Homework 2
September 23rd, 2007Homework 2 consists of problems that are entirely from the textbook. Since many of the problems are rather long and wordy, I thought it better to merely mention the problem numbers, rather than reproducing them in their entirety. However, I know that many of you don’t own the textbook, and use library versions.
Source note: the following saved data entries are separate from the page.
PR #350, opened 2025-04-18
Fix issue with missing inherit secrets

gab-arrobo:


thakurajayL:
What does inherit secret do?

gab-arrobo:
> What does inherit secret do?

For this specific task, we publish a release/tag in GitHub and to be able to do so, we need a GitHub token that is configured as secret. Since now we are using "centralized" actions from `omec-project/.github`, we need that the action inherits the secret such that it has the permissions to create the tag

thakurajayL (approved):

If you foresee *any* problems in accessing the textbook in order to work on the problems, please let me know as soon as possible, and I can make copies of the problems for you.
Note that the due date is earlier than normal: Oct 5 rather than Oct 8. This is because fall break starts on Oct 6.
The problems are:
- 4.3 (The UPS problem)
- 4.9 (Bottleneck spanning trees)
- 6.1 (Independent sets)
- 6.6 (Typesetting): This problem dates back to Knuth, who mentions this as one of the problems he faced when designing TeX, (LaTeX is a high-level wrapper for TeX)
- 6.8 (The Matrix, Reloading…)
Here’s the PDF and LaTeX source for the homework.
September 25th, 2007 at 10:43 am
I think you mean 6.6 (the Typesetting problem) - 6.7 talks about stocks and the like.
This, of course, assumes I’m looking in the right book.
September 26th, 2007 at 11:55 pm
This is correct. I have updated both the pdf/latex and the page itself. Thanks for pointing this out.
September 29th, 2007 at 5:53 pm
So suppose there’s some question, and we come up with a solution, but it doesn’t work. This solution, however, leads us to a working one. Would you prefer we put only our final answer? Or also our train of thought leading up to it?
September 30th, 2007 at 9:04 pm
Nothing except the final solution is necessary. I’m leery of allowing “train of thought” submissions, because they tend to degenerate into multi-page rambles that go nowhere.
If however, the train of thought itself is “interesting” (maybe it solves a related problem), then you’re welcome to insert it. Often in research papers, a “wrong” solution is presented to give some intuition for the “right” answer a section later.
October 1st, 2007 at 5:51 pm
On 6.8, it seems like f(i) is always increasing, but it doesn’t actually say that as a restriction in the problem. Is it the case that we cannot assume f(i+1) >= f(i) for all i?
October 1st, 2007 at 5:57 pm
For now, you can assume that f() is increasing. I actually think something bad might happen if not, but don’t hold me to that.